Information given —
PR #455, opened 2020-09-16
Add qchem time evolution operation

soranjh:
This PR adds the function `TimeEvolution` to the `apps.qchem.dynamics` module. This function generates a custom ``sf`` operation for applying a time evolution operator on a given state.


trbromley (approved):
Approved once my suggestions are addressed.

Not sure what the pylint problem is, I don't get that locally (actually I get a `no-value-for-parameter` on line 133). Looks like codecov is just being awkward because I made coverage locally and it was fine.

strawberryfields/apps/qchem/dynamics.py
```diff
@@ -92,51 +92,40 @@
 from strawberryfields.utils import operation
 
 
-def evolution(modes: int):
-    r"""Generates a custom ``sf`` operation for performing the transformation
-    :math:`U(t) = U_l e^{-i\hat{H}t/\hbar} U_l^\dagger` on a given state.
+def TimeEvolution(t: float, w: np.ndarray):
+    r"""An ``sf`` operation for performing the transformation
```
ixfoduap, line 96: Same comment as in #451 : I'm not a big fan of using "An `sf` operation". I prefer just "an operation"

strawberryfields/apps/qchem/dynamics.py
```diff
@@ -92,51 +92,40 @@
 from strawberryfields.utils import operation
 
 
-def evolution(modes: int):
-    r"""Generates a custom ``sf`` operation for performing the transformation
-    :math:`U(t) = U_l e^{-i\hat{H}t/\hbar} U_l^\dagger` on a given state.
+def TimeEvolution(t: float, w: np.ndarray):
```
ixfoduap, line 95: I think I prefer to reverse the order of the arguments so that the function is
```python3
TimeEvolution(w, t)
```

strawberryfields/apps/qchem/dynamics.py
```diff
@@ -206,7 +195,11 @@ def sample_fock(
         for i in range(modes):
             sf.ops.Fock(input_state[i]) | q[i]
 
-        op(t, Ul, w) | q
+        sf.ops.Interferometer(Ul.T) | q
+
+        TimeEvolution(t, w) | q
```
ixfoduap, line 200: Should change this too if we change order to `(w, t)`

tests/apps/qchem/test_dynamics.py
```diff
@@ -114,26 +114,47 @@
...
 
         sf.ops.Fock(2) | q[0]
 
-        op(time, unitary, frequency) | q
+        sf.ops.Interferometer(unitary.T) | q
 
-        p = eng.run(gbs).state.all_fock_probs()
+        dynamics.TimeEvolution(time, frequency) | q
+
+        sf.ops.Interferometer(unitary) | q
```
ixfoduap, line 133: I believe it is best to not include the interferometer in the test; it's better to just test the action of `TimeEvolution`

ixfoduap (approved):
Looks great! I'm suggesting a change in order for the arguments (t,w) --> (w, t) and removing the unitary from the main test

tests/apps/qchem/test_dynamics.py
soranjh: In this case the `all_fock_probs()` will simply reflect the input state. For example:
`array([[0., 0., 0., 0.],
           [0., 0., 0., 0.],
           [1., 0., 0., 0.],
           [0., 0., 0., 0.]])`
If this is fine, then I can remove the interferometers.

strawberryfields/apps/qchem/dynamics.py
```diff
@@ -64,8 +64,8 @@
 
 This module contains functions for implementing this algorithm.
 
-- The function :func:`~.evolution` returns a custom ``sf`` operation that contains the required
-  unitary and rotation operations explained in steps 2-4 of the algorithm.
+- The function :func:`~.TimeEvolution` is an operation that contains the required
+  rotation operations explained in step 3 of the algorithm.
 
 - The function :func:`~.sample_fock` generates samples for simulating vibrational quantum dynamics
   in molecules with a Fock input state.
```
agran2018, line 71: maybe:
"from a initial state represented in the Fock space"    ?

strawberryfields/apps/qchem/dynamics.py
```diff
@@ -92,51 +92,40 @@
...
 
     Args:
-        modes (int): number of modes
-
-    Returns:
-        an ``sf`` operation for enacting the dynamics transformation
-    Return type:
-        op
+        w (array): normal mode frequencies :math:`\omega` in units of :math:`\mbox{cm}^{-1}` that
+            compose the Hamiltonian :math:`\hat{H} = \sum_i \hbar \omega_i a_i^\dagger a_i`
```
agran2018, line 114: Maybe:

"
normal mode frequencies :math:`\omega` in units of :math:`\mbox{cm}^{-1}` entering 
 the Hamiltonian :math:`\hat{H} = \sum_i^N \hbar \omega_i a_i^\dagger a_i` for :math:`N` independent quantum Harmonic oscillators

strawberryfields/apps/qchem/dynamics.py
```diff
@@ -193,7 +182,7 @@ def sample_fock(
         raise ValueError("Number of photons in each input state mode must be smaller than cutoff")
```
agran2018, line 182:
```suggestion
        raise ValueError("Number of photons in each mode must be smaller than cutoff")
```

strawberryfields/apps/qchem/dynamics.py
```diff
@@ -92,51 +92,40 @@
 from strawberryfields.utils import operation
 
 
-def evolution(modes: int):
-    r"""Generates a custom ``sf`` operation for performing the transformation
-    :math:`U(t) = U_l e^{-i\hat{H}t/\hbar} U_l^\dagger` on a given state.
+def TimeEvolution(w: np.ndarray, t: float):
+    r"""An operation for performing the transformation
+    :math:`e^{-i\hat{H}t/\hbar}` on a given state.
```
agran2018, line 97: Is this statement general?. Can you use this function to simulate the the real-time dynamics for any Hamiltonian or is it constrained to the case of independent quantum harmonic oscillators?.

strawberryfields/apps/qchem/dynamics.py
```diff
@@ -268,9 +261,9 @@ def sample_tmsv(
 
     This function generates samples from a GBS device with two-mode squeezed vacuum input states.
     Given :math:`N` squeezing parameters and an :math:`N`-dimensional normal-to-local transformation
-    matrix, a GBS device with :math:`2N` modes is simulated. The evolution operator acts on only
-    the first :math:`N` modes in the device. Samples are generated by measuring the number of photons
-    in each of the :math:`2N` modes.
+    matrix, a GBS device with :math:`2N` modes is simulated. The :func:`~.TimeEvolution` operator
+    acts on only the first :math:`N` modes in the device. Samples are generated by measuring the
```
agran2018, line 265:
```suggestion
    acts only on the first :math:`N` modes in the device. Samples are generated by measuring the
```

agran2018 (commented):
Thanks @soranjh, just left few comments.

strawberryfields/apps/qchem/dynamics.py
ixfoduap: This is a great point! This applies only to evolution under the free Hamiltonian of independent quantum harmonic oscillators. So we can add something like "where :math:`H = \sum_k \hbar \omega_w (\hat{n_k} + 1/2)` is the free Hamiltonian of the system"

tests/apps/qchem/test_dynamics.py
ixfoduap: It's fine to keep as is, but you could test evolution for a different initial state for which the evolution is not trivial. The only issue is that this test can fail if there is an issue with Interferometer, even if TimeEvolution works fine

PR #278, opened 2021-01-08
TESTING: Add data & automation for Andorra

lucasrodes:
Reference: https://www.govern.ad/covid19/


edomt:
Thank you venturing into the testing data @lucasrodes :)
One thing we'll need to know before adding this is whether the positive cases (as reported by the country, counted by JHU, and reported in our data) include only PCR or PCR+TMA. Because we need those two units to match between the numerator (# of cases) and denominator (# of tests) to calculate an accurate positive rate.

lucasrodes:
@edomt Will dig into it!

lucasrodes:
After making some numbers I came to the conclusion that **the number of positive cases (as reported by the country in the provided dashboard) should be including PCR and TMA**.

Let me detail my checks below, sorry for the verbosity!

### Confirmed cases: Government's dashboard vs JHU data
As of 13 January 2021, on the [Gov's dashboard](https://www.govern.ad/covid19/) it states:

> 443 / 8.682
> Total casos confirmats en la darrera setmana / Total casos confirmats fins la data d’actualització.

Translates as 8682 confirmed cases until today and 443 last 7 days (last data update was 11 January 2021). When compared with JHU data we get an exact match:

```python
>>> import pandas as pd
>>> url = "https://raw.githubusercontent.com/owid/covid-19-data/master/public/data/jhu/new_cases.csv"
>>> df = pd.read_csv(url)
>>> df["Andorra"].sum()
8682.0
```

Conclusion: The number of cases reported in the dashboard and by JHU should be measuring the same metric.

### Positive cases in dashboard come from PCR+TMA?
To check whether the number of reported confirmed cases come from both PCR and TMA tests, I use the gov's given positivity rate in the last 7 days (reference date is 11th of January 2021), which is 14.5% (using PCR and TMA, as stated below).

> Positivitat PCR / TMA
> 14,5%
> És el quocient entre positius i nombre de test efectuats amb resultat dels darrers 7 dies.

The number of tests performed in the last 7 days equals the difference between the total tests performed on last week's update (11th of January 2021) and total tests performed on the previous week's update (4th of January 2021), i.e. `130657-127577=3080` (numbers provided in Andorra.csv, extracted from [gov's dashboard](https://www.govern.ad/covid19/)).
 
Now, if I compute the ratio between the number of confirmed cases in the last 7 days (i.e. 443, as shown in the first quoted text) and the total number of tests performed in the last 7 days:

```python
>>> 443/(130657-127577)
0.14383116883116884
```

Which roughly equals 14.5% stated before. 

### Conclusion

**We know that the ratio (i.e. positivity rate, 14.5%) and the denominator (i.e. the number of performed tests, 3080) measure PCR + TMA, per definition. Therefore, the numerator (which appears to be 443, the number of confirmed cases) must also be measuring PCR + TMA.**

edomt:
Nice @lucasrodes, thank you for explaning all this!

PR #280, opened 2021-01-09
Update China.csv

ira921208:


edomt:
Wow, very nice catch @ira921208! Thank you. We'll add this in today's update (we can't take contributions directly via pull requests, see #230)

PR #288, opened 2021-01-11
Update Russia.csv

bdaniel88:


edomt:
Hmm, unfortunately we'd had issues with statements made by Gintsburg in the past and decided to no longer use them: https://twitter.com/redouad/status/1343544952052133888
We'd really prefer statements made by the minister or a similar public official rather than the Gamaleya Institute, which seems to be focused on production outputs.

PR #300, opened 2021-01-12
Fix source_url column for Austria

paralaxsd:
This fixes a minor copy paste issue in the data.


edomt:
Thank you @paralaxsd! (and thanks again for the file)
I'll fixe that in the input data

PR #316, opened 2021-01-15
Update Portugal.csv

leonardo-oliveir-a:
New Portugal data.


edomt:
Thank you @leonardo-oliveir-a 
For Portugal we're collecting the data from the official dashboard which is still at 70000 right now: https://covid19.min-saude.pt/ponto-de-situacao-atual-em-portugal/

PR #326, opened 2021-01-16
Update denmark.py

mxsc:
Add info about total vaccinations and fully vaccinated people.

The data for Denmark has been updated with fully vaccinated people from today (16.01.2021) [](https://files.ssi.dk/covid19/vaccinationstilslutning/vaccinationstilslutning-16012021-co42)

The table format has changed a bit, therefore the header manipulation.

`people_vaccinated`: is taken from the column that translates to People who started the vaccination
`people_fully_vaccinated`: is taken from the column that translates to People who finished/ are fully vaccinated
`total_vaccinations`: is not a column in the pdf, but from the vaccinations readme, i took it should be the sum of the people_vaccinated,people_fully_vaccinated.

### DIFF
--- a/scripts/scripts/vaccinations/automations/batch/denmark.py
+++ b/scripts/scripts/vaccinations/automations/batch/denmark.py
@@ -14,15 +14,22 @@ def main():
 
     # Fetch data
     df = pd.DataFrame()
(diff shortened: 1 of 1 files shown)


edomt:
Thank you very much @mxsc! This is really useful. I've made one small change and I'll merge this now.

Task brief —
Your task is to reproduce the entries exactly, starting at the first line and ending with the line containing "Approved once my suggestions are addressed.".

Final answer —
PR #455, opened 2020-09-16
Add qchem time evolution operation

soranjh:
This PR adds the function `TimeEvolution` to the `apps.qchem.dynamics` module. This function generates a custom ``sf`` operation for applying a time evolution operator on a given state.


trbromley (approved):
Approved once my suggestions are addressed.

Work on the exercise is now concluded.